# Buck Appraisal please!



## Annieday (Jul 10, 2017)

Ok - I have a chance to buy this buck. His pedigree is just what I want- Dam had great udder- Sire's Dam Great udder etc.

But I have learned the hard way - pedigrees don't count for much

Pros and cons!


----------



## bamaherd (Jun 14, 2017)

He's gorgeous! He looks like a Nigerian Dwarf. ? Is he good and smelly? lol...that's a sign he is healthy and ready to service your does.


----------



## Annieday (Jul 10, 2017)

Oh my goodness! You’re the second person to tell me that! 

I found all kinds of things wrong with him- but I’m depending on ya’ll to set me straight! 

I’d love to have him - but certain things bother me- just wanting to see if I’m wrong!


----------



## bamaherd (Jun 14, 2017)

What were your concerns with him? I will say usually if it doesn't seem like a good purchase, you may not feel any better after you buy him. God has a way of guiding us.


----------



## Annieday (Jul 10, 2017)

Amen! I couldn't agree more -- and Wisdom is found in a multitude of counselors!

Yes, he's Nigerian!
Ok - it's the younger pic above that made me cringe:/

I'm being very picky - I need a new buck for the little girls I just had... they are the most level I've ever had - and one is slightly uphill already - I don't want to go backwards on their breeding!

I was thinking he was high in the back -not uphill at all - though I love his prominent pin bones!

Ok - where's Suzanne- she's usually right on the money ...

Oh speaking of money - he's only 150.00 - bucklings from the same breeding are 350.

But I'd rather have an adult - no guess work!


----------



## bamaherd (Jun 14, 2017)

Annieday said:


> View attachment 124383
> Amen! I couldn't agree more -- and Wisdom is found in a multitude of counselors!
> 
> Yes, he's Nigerian!
> ...


I see what you are saying. Otherwise, he is a beautiful buckling and that is a really good price. We payed a lot for our two boys but they come from good bloodlines.
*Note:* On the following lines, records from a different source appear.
PR #34667, opened 2019-10-02
sort: be more specific about string sorting order in docs

### LINKED ISSUE #34666: sort: Strings sort specifies increasing order (not lexicographic)
I believe 'increasing order' can be too ambiguous for official documentation. Since that could be interpreted as increasing in lengths of strings instead.
`Strings sorts a slice of strings in increasing order. `

I propose for it to state `...in lexicographical order` instead.  (e.g. [Oracle Java docs do that](https://docs.oracle.com/javase/7/docs/api/java/lang/String.html#compareTo(java.lang.String)))

JurisMajors:
Simple changes in documentation regarding sorting strings. Instead of "increasing order" it's "lexicographic order"
Fixes #34666

### DIFF
--- a/src/sort/sort.go
+++ b/src/sort/sort.go
@@ -291,7 +291,7 @@ func isNaN(f float64) bool {
 // Sort is a convenience method.
 func (p Float64Slice) Sort() { Sort(p) }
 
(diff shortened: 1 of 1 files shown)


JurisMajors:
@googlebot I signed it!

Once we met them, we knew we had to have them!


----------



## Annieday (Jul 10, 2017)

Oh they are pretty boys! I love the black ones eyes! That pose makes it hard to tell - but his back end looks nice and wide!

The other one looks like a hunk already! He is solid, masculine- stands squarely on 4 legs beautifully- and I’m sure uphill under that hair! His head has a nice shape too - with a sweet face. And he’s nice and Long - I’d buy him in a second.
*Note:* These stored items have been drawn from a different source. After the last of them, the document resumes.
PR #34704, opened 2019-10-04
bufio: simplify bufio.Reader.ReadBytes to avoid an extra loop over a slice

alex:


av86743:
@ianlancetaylor

Notice how identical [`len(frag)`](https://github.com/golang/go/blob/5f4aa5d79fba270d6a14f2a55999b5b6ccec2326/src/bufio/bufio.go#L448) and [`len(buf)`](https://github.com/golang/go/blob/5f4aa5d79fba270d6a14f2a55999b5b6ccec2326/src/bufio/bufio.go#L451) are not CSE-d. This is not trivial for compiler to do as it requires knowledge of properties of `copy()`.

See how his legs are relaxed - yet if he squatted - he would be very uphill. That’s what I’m
Looking for that I don’t see in the other buck! I just figured out what bothered me!

I’m so curious to know his bloodlines - if you don’t want to put them on here - you can message me


----------



## bamaherd (Jun 14, 2017)

Annieday said:


> Oh they are pretty boys! I love the black ones eyes! That pose makes it hard to tell - but his back end looks nice and wide!
> 
> The other one looks like a hunk already! He is solid, masculine- stands squarely on 4 legs beautifully- and I'm sure uphill under that hair! His head has a nice shape too - with a sweet face. And he's nice and Long - I'd buy him in a second.
> 
> ...


Thank you sooo much!! They're sweet boys. You notice things I don't! Lol. He came from Farm Oldesouth in Selma, AL. We are going to breed him with our girl Dusty next spring, if you're still in the market maybe you'll like their kids.


----------



## Suzanne_Tyler (Jul 19, 2014)

Annieday said:


> View attachment 124383
> ..
> 
> Ok - where's Suzanne- she's usually right on the money ...
> ...


Here I am 

I think if he was set up/standing square he would be more upright. He does have pretty short front legs though, so not sure how much that would help.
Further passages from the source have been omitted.